Advancing prion diagnostics: full-length human E200K RT-QuIC substrate facilitates prion detection in tear fluid and improves sensitivity in cerebrospinal fluid
摘要
The real-time quaking-induced conversion (RT-QuIC) assay has revolutionized prion disease diagnosis by detecting amyloidogenic PrP conformers in different tissue types and body fluids.

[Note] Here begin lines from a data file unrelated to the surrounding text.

PR #157, opened 2017-06-01
Add survey code

kevmoo:


app/lib/templates.dart
```diff
@@ -300,14 +302,13 @@ class TemplateService {
...
-    String faviconUrl,
-    String searchQuery,
-  }) {
+  String renderLayoutPage(String title, String contentString,
+      {PackageVersion packageVersion,
+      Map<String, String> pageMapAttributes,
+      String faviconUrl,
+      String searchQuery,
+      bool includeSurvey: true}) {
+    includeSurvey ??= true;
```
mkustermann: It makes little sense to have `bool includeSurvey: true` if you check again for `null` and set it to `true`.

Either the caller is responsible for never passing `includeSuvey: null` or you remove the `: true`.

app/lib/templates.dart
```diff
@@ -384,24 +386,21 @@ class TemplateService {
...
-    String searchQuery,
-  }) {
+  String _renderPage(String template, values,
+      {String title: 'pub.dartlang.org',
+      PackageVersion packageVersion,
+      Map<String, String> pageMapAttributes,
+      String faviconUrl,
+      String searchQuery,
+      bool includeSurvey: true}) {
+    includeSurvey ??= true;
```
mkustermann: ditto

app/views/layout.mustache
```diff
@@ -45,6 +45,9 @@
     </PageMap>
     -->
     {{/has_pagemap}}
+    {{#include_survey}}
+    <script async="" defer="" src="//www.google.com/insights/consumersurveys/async_survey?site=5wdvu4vc5lhop3xbatxof6lzcm"></script>
```
mkustermann: Why would we want to link to the **http** version of `www.google.com` if the pub server is running on `http`?

Even if the pub server is running on **non-https** the link should still be **https://www.google.com/...** I think.

So consider changing `//` with `https://`.

mkustermann:
Looks fine, two minor comments.

app/views/layout.mustache
mkustermann: Or is this not allowed for some reason?

kevmoo: This is copy-pasted the recommended usage. Given that we host on https, I'm going to leave as-is.

app/lib/templates.dart
kevmoo: ack

PR #1996, opened 2019-01-28
Harden Content-Security-Policy headers: frame-src, script-src

isoos:
#1691

### DIFF
--- a/app/lib/shared/handlers.dart
+++ b/app/lib/shared/handlers.dart
@@ -59,6 +59,10 @@ shelf.Response htmlResponse(String content,
   headers ??= <String, String>{};
   headers['content-type'] = 'text/html; charset="utf-8"';
   headers['x-content-type-options'] = 'nosniff';
+  headers['content-security-policy'] = [
+    "frame-src 'none'",
+    "script-src 'self' https://www.googletagmanager.com/ https://www.google.com/ https://ajax.googleapis.com/",
+  ].join(';');
   return new shelf.Response(status, body: content, headers: headers);
 }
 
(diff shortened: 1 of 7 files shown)


app/lib/shared/handlers.dart
```diff
@@ -59,6 +59,10 @@ shelf.Response htmlResponse(String content,
   headers ??= <String, String>{};
   headers['content-type'] = 'text/html; charset="utf-8"';
   headers['x-content-type-options'] = 'nosniff';
+  headers['content-security-policy'] = [
+    "frame-src 'none'",
+    "script-src 'self' https://www.googletagmanager.com/ https://www.google.com/ https://ajax.googleapis.com/",
```
jonasfj: Maybe we should put these into a config file somewhere? Do we have a config file where the gtag is given?

Or at-least write them as a list...

isoos: I've updated the source of the policy, and also added a few more items that were otherwise blocked on the staging. Unfortunately we still need the `unsafe-eval` policy, because `dart2js` still uses eval().

app/lib/shared/handlers.dart
```diff
@@ -54,11 +54,30 @@ shelf.Response jsonResponse(
   );
 }
 
+final _contentSecurityPolicyMap = <String, List<String>>{
+  'frame-src': <String>["'self'"],
+  'script-src': <String>[
+    "'self'",
+    "'unsafe-eval'", // dart2js requires it
```
jonasfj: Let's file an issue for this... and put in the backlog, there is no reason to rush to doing it... but it's a nice thing to fix on a rainy day.

whesse: I think that the referenced issue just talks about a test that is written incorrectly, so it shouldn't affect anything except that particular test.

PR #2007, opened 2019-02-04
Upgrade pana and Flutter SDK

isoos:


isoos:
(CI will fail until pana is published)

PR #2010, opened 2019-02-04
Additional CSP rules.

### LINKED ISSUE #1986: Forbid embedding of images over HTTP
This is only really possible using markdown.

I propose that we just remove these images.. such that embedding images over HTTP results in a broken image icon (or something like that).

note: embedding images over HTTP is a mixed-content violation and in the future this will likely break as a result CSP rules.

isoos:
- Fixes #1986 (images only over https)
- Addresses most of #1691 (`block-all-mixed-content` is pending)

### DIFF
--- a/app/lib/shared/handlers.dart
+++ b/app/lib/shared/handlers.dart
@@ -54,8 +54,27 @@ shelf.Response jsonResponse(
   );
 }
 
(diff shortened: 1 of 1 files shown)


isoos:
This is currently deployed in staging.

PR #2015, opened 2019-02-05
Return only match ScoreCardData that has pana and dartdoc reports.

### LINKED ISSUE #2011: Weirdly blank analysis data for json_serializable
URL: https://pub.dartlang.org/packages/json_serializable#-analysis-tab-

screen shot 2019-02-04 at 12 40 50 pm

CC @jonasfj @isoos

isoos:
Fixes #2011.

I'll have a follow-up/cleanup PR after this as some of the ScoreCard-handling code could use simplification.

### DIFF
--- a/app/lib/scorecard/backend.dart
+++ b/app/lib/scorecard/backend.dart
@@ -46,9 +46,11 @@ class ScoreCardBackend {
     String packageName,
     String packageVersion, {
     @required bool onlyCurrent,
-    List<String> requiredReportTypes,
   }) async {
-    requiredReportTypes ??= const <String>[ReportType.pana, ReportType.dartdoc];
+    final requiredReportTypes = const <String>[
+      ReportType.pana,
+      ReportType.dartdoc,
+    ];
     if (packageVersion == null || packageVersion == 'latest') {
       final key = _db.emptyKey.append(Package, id: packageName);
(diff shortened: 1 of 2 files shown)


app/lib/scorecard/backend.dart
```diff
@@ -59,16 +61,18 @@ class ScoreCardBackend {
     final cached = await scoreCardMemcache.getScoreCardData(
         packageName, packageVersion, versions.runtimeVersion,
         onlyCurrent: onlyCurrent);
-    if (cached != null) {
+    if (cached != null && cached.hasReports(requiredReportTypes)) {
       return cached;
```
jonasfj: Let's just ignore stuff from the cache, if both reports are not set..

app/lib/scorecard/backend.dart
```diff
@@ -46,7 +46,9 @@ class ScoreCardBackend {
     String packageName,
     String packageVersion, {
     @required bool onlyCurrent,
+    List<String> requiredReportTypes,
```
jonasfj: Do we ever call this with anything ,but `null`?

How about we already reload unless both types are present? It's simpler and we have fewer options to deal with...
The overhead will likely be small?

jonasfj: If adding new options, these should be documented... :)

PR #2017, opened 2019-02-05
Limit readme, changelog and example length.

isoos:
This is not an exact byte-length, but something to start with. I think we'll need to have a pana suggestion and some kind of penalty for large files.

### DIFF
--- a/app/lib/shared/utils.dart
+++ b/app/lib/shared/utils.dart
@@ -68,7 +68,8 @@ Future<List<String>> listTarball(String path) async {
       .toList();
 }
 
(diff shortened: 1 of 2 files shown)


app/lib/shared/utils.dart
```diff
@@ -68,7 +68,8 @@ Future<List<String>> listTarball(String path) async {
       .toList();
 }
 
-Future<String> readTarballFile(String path, String name) async {
+Future<String> readTarballFile(String path, String name,
```
jonasfj: please add a documentation comment...

PR #2022, opened 2019-02-07
Formatted template golden files.

isoos:
- Fixed small template issues that prevented XML-parsing of our HTML output.
- Moved golden files to pretty-printed XML files, that way we can focus on readable templates, while still check the changes against normalized and indented output.


app/test/frontend/templates_test.dart
```diff
@@ -63,12 +64,16 @@ void main() {
         validateHtml(root);
       }
 
+      final xmlDoc = xml
+          .parse(isFragment ? '<fragment>' + content + '</fragment>' : content);
+      final xmlContent = xmlDoc.toXmlString(pretty: true, indent: '  ');
```
sigurdm: Could you insert a trailing newline at the end?

app/test/frontend/templates_test.dart
```diff
@@ -63,12 +64,16 @@ void main() {
         validateHtml(root);
       }
 
+      final xmlDoc = xml
```
jonasfj: please add a comment like: `// pretty printing output using XML parser`

PR #2025, opened 2019-02-08
Tool: backfill user ids.

isoos:


app/lib/frontend/models.dart
```diff
@@ -50,6 +50,9 @@ class Package extends db.ExpandoModel {
   @db.ModelKeyProperty(propertyName: 'latest_dev_version')
   db.Key latestDevVersionKey;
 
+  @CompatibleStringListProperty()
```
jonasfj: Do we have to use`CompatibleStringListProperty` for new properties?

jonasfj: Can we give it a comment `/// List of [User.userId]`

Can we give `uploaderEmails` a comment, that that is deprecated, and should not be modified again?

app/bin/tools/backfill_user_ids.dart
```diff
@@ -0,0 +1,138 @@
...
+    print(
+        '${emailsWithMultipleUuid.length} e-mail address have multiple Users.');
+    print('${emailToUuuid.length} e-mail -> User mapping.');
+
+    counter = 0;
+    print('Scanning Packages...');
+    final pkgQuery = dbService.query<Package>();
+    await for (Package p in pkgQuery.run()) {
+      if (p.uploaders.isEmpty) {
+        packagesToMigrate.add(p.key);
```
jonasfj: Let's always migrate all packages... see details below...

app/bin/tools/backfill_user_ids.dart
```diff
@@ -0,0 +1,138 @@
...
+      await dbService.commit(inserts: [user]);
+
+      emailToUuuid[email] = id;
+
+      incCounter(() => email);
+    }
+
+    counter = 0;
+    print('Migrating Packages... [${packagesToMigrate.length}]');
+    for (Key key in packagesToMigrate) {
```
jonasfj: Let's always migrated all packages...

app/bin/tools/backfill_user_ids.dart
```diff
@@ -0,0 +1,138 @@
...
+      await dbService.withTransaction((tx) async {
+        final p = (await tx.lookup<Package>([key])).single;
+        p.uploaders =
+            p.uploaderEmails.map((email) => emailToUuuid[email]).toList();
```
jonasfj: Let's do a set union:
```dart
final uploaders = Set();
if (p.uploaders != null) {
  uploaders.addAll(p.uploaders);
}
uploaders.allAll(p.uploaderEmails.map((email) => emailToUuuid[email]));
p.uploaders = uploaders.toList();
```

There might be a more elegant way to write this...

But this ensure that we can always run this script... Hence, we can run the script before/after we've switched over traffic...

app/bin/tools/backfill_user_ids.dart
```diff
@@ -0,0 +1,138 @@
...
+import 'package:gcloud/db.dart';
+import 'package:uuid/uuid.dart';
+
+import 'package:pub_dartlang_org/account/models.dart';
+import 'package:pub_dartlang_org/frontend/models.dart';
+import 'package:pub_dartlang_org/frontend/service_utils.dart';
+
+final _uuid = Uuid();
+
+Future main(List<String> args) async {
```
jonasfj: Can we give the script a `--help` argument... and can we write a nice multi-line string that explain what it does.
Something like:
> Usage: dart backfull_user_ids.dart
Ensures a `User` entity exists for each `email` used in `PackageVersion.uploaderEmail` and `Package.uploaderEmails`.
Ensures that `Package.uploaders` is a subset of `userId`s for emails in `Package.uploaderEmails`.
Ensures that `PackageVersion.uploader` is the `userId` of `PackageVersion.uploaderEmail`.

app/lib/frontend/models.dart
isoos: > Do we have to use`CompatibleStringListProperty` for new properties?

Switching to `StringListProperty`.

> Can we give `uploaderEmails` a comment, that that is deprecated, and should not be modified again?

I'll do a follow-up PR that changes both properties in-sync (after this and the PR with the AuthenticatedUser gets merged). After that is deployed, we can remove it altogether.

isoos:
PTAL.

isoos:
I've removed the created-time scan from the `authenticate...` method, because it introduces a lag that is not really required there (e.g. another run of the backfill script should fix it anyway).

app/bin/tools/backfill_user_ids.dart
```diff
@@ -0,0 +1,129 @@
...
+    } else if (pv.uploader != user.userId) {
+      throw AssertionError(
+          'upload missmatch in ${pv.package} ${pv.version}: ${pv.uploaderEmail} maps to ${user.userId} but already contains ${pv.uploader}');
+    }
+  }
+
+  await dbService.withTransaction((tx) async {
+    final p = (await dbService.lookup<Package>([pkgKey])).single;
+    final uploaders = Set<String>();
+    for (String email in p.uploaders) {
```
jonasfj: `p.uploaderEmails`, right?

isoos: /facepalm

PR #2026, opened 2019-02-08
Use full authenticated user info in place of e-mail address.

isoos:
Needed to restructure tests a bit, as previously they were updating/operating a single testPackage entry. (They still do use that, but mutable operations get their own instance.)

### DIFF
--- a/app/lib/account/backend.dart
+++ b/app/lib/account/backend.dart
@@ -9,6 +9,7 @@ import 'package:gcloud/service_scope.dart' as ss;
 import 'package:googleapis/oauth2/v2.dart' as oauth2_v2;
 import 'package:http/http.dart' as http;
 import 'package:logging/logging.dart';
+import 'package:pub_server/repository.dart' show UnauthorizedAccessException;
 import 'package:retry/retry.dart';
 import 'package:uuid/uuid.dart';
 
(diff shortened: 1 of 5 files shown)


app/lib/account/backend.dart
```diff
@@ -153,19 +174,26 @@ class AccountBackend {
...
+class AuthenticatedUser {
   final String userId;
   final String email;
 
-  AuthResult(this.userId, this.email);
+  AuthenticatedUser(this.userId, this.email);
+}
+
+class AuthResult {
+  final String oauthUserId;
```
jonasfj: I love the consistent naming  of `oauthUserId` :)

app/lib/account/backend.dart
```diff
@@ -31,6 +32,25 @@ void registerAccountBackend(AccountBackend backend) =>
...
+
+/// Calls [fn] with the currently authenticated user as an argument.
+///
+/// If no user is currently authenticated, this will throw an
+/// `UnauthorizedAccess` exception.
+Future<R> withAuthenticatedUser<R>(Future<R> fn(AuthenticatedUser user)) async {
+  if (authenticatedUser == null) {
+    throw UnauthorizedAccessException('No active user.');
+  }
+  return await fn(authenticatedUser);
```
jonasfj: This only only works because `appengine` creates a _service scope_ per request... We are **not** going to clean this up here.. but I would really love to see this being less fragile. This basically and other reason why I want to get away from the `pub_server` abstractions.

isoos: Yeah, and the tests doesn't help much either, because there is no guaranteed separation between the tests for accessing these fields. We have many reasons to refactor that part of the code :)

PR #2030, opened 2019-02-11
Remove tools: copy_data, datastore.

isoos:
As the backup-restore cycle to update staging seems to be easy, there is no need for tools like the two scripts (which will get outdated soon as we do more model changes).


sigurdm:
Does this give some datastore tables we can remove?

sigurdm:
I meant cloud storage buckets

isoos:
No, these scripts were working with local files.

sigurdm:
Thanks!

PR #2034, opened 2019-02-11
Bug fixes for userId migration.

isoos:
- the type param for `mappingKey` was wrong
- the migration script used wrong key type to access first created timestamp (strange, should have been caught by type checking)
- Changing AssertionError to Exception, because otherwise we won't have a reasonable message in the stacktrace.

### DIFF
--- a/app/lib/account/backend.dart
+++ b/app/lib/account/backend.dart
@@ -69,12 +69,12 @@ class AccountBackend {
   /// Returns the `User` entry for the [email] or creates a new one if it does
   /// not exists.
   ///
-  /// Throws AssertionError if more then one `User` entry exists.
+  /// Throws Exception if more then one `User` entry exists.
   Future<User> lookupOrCreateUserByEmail(String email) async {
     final query = _db.query<User>()..filter('email =', email);
     final list = await query.run().toList();
     if (list.length > 1) {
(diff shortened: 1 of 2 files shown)


app/lib/account/backend.dart
```diff
@@ -69,12 +69,12 @@ class AccountBackend {
...
   /// not exists.
   ///
-  /// Throws AssertionError if more then one `User` entry exists.
+  /// Throws Exception if more then one `User` entry exists.
   Future<User> lookupOrCreateUserByEmail(String email) async {
     final query = _db.query<User>()..filter('email =', email);
     final list = await query.run().toList();
     if (list.length > 1) {
-      throw AssertionError('More than one User exists for e-mail: $email');
+      throw Exception('More than one User exists for e-mail: $email');
```
jonasfj: `Exception` can be caught... I asked on gitter, if we're just not supposed to be using `AssertionError`, I'm curious why it has a public constructor if we're not supposed to be using it :)

isoos: My issue is that it ignores the `message` in its `toString()` method:
```
  final Object message;
  AssertionError([this.message]);
  String toString() => "Assertion failed";
```

PR #4281, opened 2020-11-24
Override the uploaded version's created timestamp in test profile.

isoos:
- a first step to make the test profile's database consistent
- `pub.dev` created timestamp are fetched via the `/api/packages/<pkg>/versions/<version>` endpoint
- auto-generated timestamps are calculated backwards from the referenced timestamp (which defaults to now)


jonasfj (approved):

isoos:
Closing this without merging, as offline discussion points to a different solution.

PR #4283, opened 2020-11-24
Rely less on pana's PackageDependency list.

isoos:


app/lib/search/backend.dart
```diff
@@ -154,19 +156,25 @@ class SearchBackend {
...
     final Map<String, String> dependencies = <String, String>{};
     view.allDependencies?.forEach((pd) {
       dependencies[pd.package] = pd.dependencyType;
     });
+    pubspec.dependencies.forEach((package) {
+      dependencies[package] = DependencyTypes.direct;
+    });
+    pubspec.devDependencies.forEach((package) {
+      dependencies[package] = DependencyTypes.dev;
+    });
```
jonasfj, line 177: Might you not want to re-order these? in case a package is both a dependency and a dev_dependency?

jonasfj (approved):

PR #4286, opened 2020-11-25
Consistent but somewhat random-looking ordering for test-profile package versions.

isoos:
I think it is important to have a random-looking order, otherwise tests that order by name or by updated times will be looking exactly the same, unable to differentiate between them.

### DIFF
--- a/app/lib/tool/test_profile/importer.dart
+++ b/app/lib/tool/test_profile/importer.dart
@@ -75,10 +75,13 @@ Future<void> importProfile({
   }
 
   // create versions
-  for (final testPackage in profile.packages) {
+  final orderedPackages =
+      _sortByShaHash<TestPackage>(profile.packages, (tp) => tp.name);
+  for (final testPackage in orderedPackages) {
     final packageName = testPackage.name;
     User lastActiveUser;
-    for (final versionName in testPackage.versions) {
+    final orderedVersions = _sortByShaHash(testPackage.versions);
+    for (final versionName in orderedVersions) {
       // figure out the active user
       final uploaderEmails = _potentialActiveEmails(profile, packageName);
       final uploaderEmail =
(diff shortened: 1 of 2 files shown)


app/lib/tool/test_profile/importer.dart
```diff
@@ -137,6 +140,21 @@ Future<void> importProfile({
   await source.close();
 }
 
+/// Sorts items in the order of their SHA1 hash, to ensure a deterministic, but
+/// random-looking time order for the entities inserted.
```
jonasfj, line 144:
```suggestion
/// arbitrary-looking time order for the entities inserted.
```

app/lib/tool/test_profile/importer.dart
```diff
@@ -75,10 +75,13 @@ Future<void> importProfile({
...
 
   // create versions
-  for (final testPackage in profile.packages) {
+  final orderedPackages =
+      _sortByShaHash<TestPackage>(profile.packages, (tp) => tp.name);
+  for (final testPackage in orderedPackages) {
     final packageName = testPackage.name;
     User lastActiveUser;
-    for (final versionName in testPackage.versions) {
+    final orderedVersions = _sortByShaHash(testPackage.versions);
```
jonasfj, line 83: Do we need to create versions in arbitrary order? that seems weird.

Wouldn't those normally be created in the natural order? Is there any reason, not to create them in the order they appear in the test-profile?

app/lib/tool/test_profile/importer.dart
```diff
@@ -75,10 +75,13 @@ Future<void> importProfile({
   }
 
   // create versions
```
jonasfj, line 77:
```suggestion
  // Create packages and package versions
```

Right?

app/lib/tool/test_profile/importer.dart
```diff
@@ -75,10 +75,13 @@ Future<void> importProfile({
...
-  for (final testPackage in profile.packages) {
+  final orderedPackages =
+      _sortByShaHash<TestPackage>(profile.packages, (tp) => tp.name);
+  for (final testPackage in orderedPackages) {
```
jonasfj, line 80: Why not create them in the order that they have in the test-profile?

Then the order is given when create the test-profile, or the thing that derives the test-profile can derive the order from when the packages were published? So that we have the same ordering as they have on the actual pub site?

isoos:
Offline discussion concluded that this is not the direction we want to take.

PR #4290, opened 2020-11-25
Refactor UploadSignerService registration

isoos:
- Part of #3711.
- Simplified the setup code using the authenticated client already present for the storage service override.
- Moved `fake_upload_signer_service.dart` into `lib/fake`, other fake-pub-server code will move there too.
- Removed duplicate registration for fake implementation.


app/lib/package/upload_signer_service.dart
```diff
@@ -28,6 +28,21 @@ UploadSignerService get uploadSigner =>
 void registerUploadSigner(UploadSignerService uploadSigner) =>
     ss.register(#_url_signer, uploadSigner);
 
+/// Creates an upload signer based on the current environment.
+Future<UploadSignerService> createUploadSigner(http.Client authClient) async {
+  if (envConfig.isRunningLocally) {
+    return ServiceAccountBasedUploadSigner();
```
jonasfj, line 34: Can we make `ServiceAccountBasedUploadSigner` internal or `@visibleForTestingOnly`? Similar for `IamBasedUploadSigner`

app/lib/package/upload_signer_service.dart
```diff
@@ -28,6 +28,21 @@ UploadSignerService get uploadSigner =>
 void registerUploadSigner(UploadSignerService uploadSigner) =>
     ss.register(#_url_signer, uploadSigner);
 
+/// Creates an upload signer based on the current environment.
+Future<UploadSignerService> createUploadSigner(http.Client authClient) async {
```
jonasfj, line 32: Should we change pattern and just call this: `setupUploadSigner` and have it call `registerUploadSigner` internally, instead of returning it?

Then we can make `registerUploadSigner` private.. perhaps that's one way to encapsulate things a bit.

jonasfj (approved):
just nits,

app/lib/package/upload_signer_service.dart
isoos: Done.

app/lib/package/upload_signer_service.dart
isoos: We also register the `FakeUploadSignerService` in the case of tests and fake pub server. As we move/integrate the fake pub server into the app project, I think we may have better patterns later on...

PR #4291, opened 2020-11-25
Move contentType header check outside of fake-pub-server.

isoos:
Integration tests will verify it on each request instead (also against the production server in post-deployment test).


jonasfj (approved):
We could also make an assertion for this in production... And just log something or use `assert()` to make it only fail in testing.

isoos:
> We could also make an assertion for this in production...

With this PR we will check this in `pkg/pub_integration` too, which will be used in the post-deployment verification. I don't think we'll need to check for this for every response in production.

PR #4293, opened 2020-11-25
Either canonical URL or noindex must be present in the headers.

### LINKED ISSUE #4136: Add canonical-link to all pages

isoos:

Recently, we achieved a breakthrough by detecting amyloidogenic PrP conformers in tear fluid (TF), a non-invasive biofluid, warranting further evaluation. We refined our RT-QuIC protocol to assess seeding conversion efficiency using various recombinant substrates, including full-length human (FL Hu), and mutant versions linked to genetic prion diseases, such as E200K and D178N, in both CSF and TF samples. Our study included patients with sporadic and familial prion diseases. FL Hu E200K showed the highest seeding efficiency in cerebrospinal fluid (CSF), with sensitivity increasing from 78 to 93% for symptomatic Creutzfeldt–Jakob disease (CJD) and from 19 to 75% for fatal familial insomnia (FFI) compared with the hamster-sheep substrate. For tear fluid, diagnostic sensitivity was 85% for sCJD and 64% for symptomatic genetic prion diseases, the assay was also able to detect amyloidogenic PrP in 57% of the healthy mutation carriers (HMC, persons at risk without symptoms). We validated the diagnostic accuracy of the TF RT-QuIC from our previous study (cohort 1) in a second independent study. Additionally, we confirmed that TF RT-QuIC requires FL Hu E200K substrates since hamster-sheep failed in detection of seeding activity in tears. Notably, only 1 out of 184 controls without prion disease tested positive. Studies comparing different disease stages (early vs. late) showed that later stages produced a stronger signal response. Our study demonstrates that the FL Hu E200K rec PrP substrate improves RT-QuIC sensitivity in CSF diagnostics and validates the reliable detection of seeding activity in TF in two cohorts as well as in HMC.